*** Data for processing ***

PR #4108, opened 2019-10-28
CrawlSpider: Prevent stop following if callback raises exception

pauloromeira:
In my opinion, exceptions when parsing a response shouldn't be a blocker for the crawler to keep following links.

This might also be a setting (stop following if callback raises exception).

### DIFF
--- a/scrapy/spiders/crawl.py
+++ b/scrapy/spiders/crawl.py
@@ -102,15 +102,16 @@ class CrawlSpider(Spider):
         return self._parse_response(response, rule.callback, rule.cb_kwargs, rule.follow)
 
     def _parse_response(self, response, callback, cb_kwargs, follow=True):
-        if callback:
-            cb_res = callback(response, **cb_kwargs) or ()
-            cb_res = self.process_results(response, cb_res)
-            for requests_or_item in iterate_spider_output(cb_res):
-                yield requests_or_item
-
-        if follow and self._follow_links:
-            for request_or_item in self._requests_to_follow(response):
-                yield request_or_item
+        try:
+            if callback:
+                cb_res = callback(response, **cb_kwargs) or ()
+                cb_res = self.process_results(response, cb_res)
+                for requests_or_item in iterate_spider_output(cb_res):
+                    yield requests_or_item
+        finally:
+            if follow and self._follow_links:
+                for request_or_item in self._requests_to_follow(response):
+                    yield request_or_item
 
     def _compile_rules(self):
         self._rules = [copy.copy(r) for r in self.rules]


elacuesta:
Hello @pauloromeira, thanks for the PR

Could you elaborate a bit more? In a regular Spider, exceptions from callbacks are not treated specially, I'm not sure I see a reason to do so with the CrawlSpider.
Also, the current implementation is not ideal in the sense that exceptions are silently ignored, we definitely do not want that.

pauloromeira:
Hi @elacuesta, of course!

To exemplify the issue, please consider the set of rules:
```python
    rules = (
        Rule(link_extractor_1, callback='parse_1', follow=True),
        Rule(link_extractor_2, callback='parse_2')
    )
```

In the current implementation, even with the argument `follow=True`, the crawler will not run the second rule if the `parse_1` callback raises an exception. In my opinion this exception shouldn't avoid next rules from running. Or maybe there should be a setting or an argument on `Rule` to choose its behaviour.

About the exceptions being silently ignored, that's not happening. The implementation is not catching any of them. It's a `try-finally` block, so it's just guaranteeing that the `finally` block will run no matter what.

elacuesta:
> About the exceptions being silently ignored, that's not happening. The implementation is not catching any of them. It's a `try-finally` block, so it's just guaranteeing that the `finally` block will run no matter what.

Interesting, I wasn't aware of this behaviour. Thanks for the explanation! :smile: 

Please correct me if I'm wrong, but if I understand correctly, what this does is allow the spider to extract requests from responses even if their user-provided callback fails. I believe this is not exactly the same as running the next rules in the list/tuple, since each extracted link is only processed by the first matching rule.

Assuming I got it right, I am still unsure about this, I think it might be too unintuitive compared to the regular `Spider` class, which doesn't do anything by default when exceptions are raised. Could you add tests and docs? Perhaps that would clarify some things and help us review.

pauloromeira:
> Please correct me if I'm wrong, but if I understand correctly, **what this does is allow the spider to extract requests from responses even if their user-provided callback fails**. I believe this is not exactly the same as running the next rules in the list/tuple, since each extracted link is only processed by the first matching rule.

Yes, you've explained it perfectly! The response won't be processed by the next rules, it will only allow the crawler to extract links even if the user-provided callback fails. I'm sorry I didn't explain it correctly before.

To be honest I'm not too sure about the most intuitive behaviour, but if you think about the async nature of Scrapy, if you yield a bunch of requests the crawler won't stop if the callback of the first request fails. So _maybe_ in a CrawlSpider crawling should be decoupled from parsing.

I'll try to add tests and docs when I have time. Thanks for reviewing!

AdrianAtZyte:
Should we consider this handled by #4000?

***

Directions: As listed above, the lines from the line with "Hello @pauloromeira, thanks for the PR" to the line with "Interesting, I wasn't" are to be echoed exactly, with both ends included and nothing added.

Solution:
Hello @pauloromeira, thanks for the PR

Could you elaborate a bit more? In a regular Spider, exceptions from callbacks are not treated specially, I'm not sure I see a reason to do so with the CrawlSpider.
Also, the current implementation is not ideal in the sense that exceptions are silently ignored, we definitely do not want that.

pauloromeira:
Hi @elacuesta, of course!

To exemplify the issue, please consider the set of rules:
```python
    rules = (
        Rule(link_extractor_1, callback='parse_1', follow=True),
        Rule(link_extractor_2, callback='parse_2')
    )
```

In the current implementation, even with the argument `follow=True`, the crawler will not run the second rule if the `parse_1` callback raises an exception. In my opinion this exception shouldn't avoid next rules from running. Or maybe there should be a setting or an argument on `Rule` to choose its behaviour.

About the exceptions being silently ignored, that's not happening. The implementation is not catching any of them. It's a `try-finally` block, so it's just guaranteeing that the `finally` block will run no matter what.

elacuesta:
> About the exceptions being silently ignored, that's not happening. The implementation is not catching any of them. It's a `try-finally` block, so it's just guaranteeing that the `finally` block will run no matter what.

Interesting, I wasn't aware of this behaviour. Thanks for the explanation! :smile: 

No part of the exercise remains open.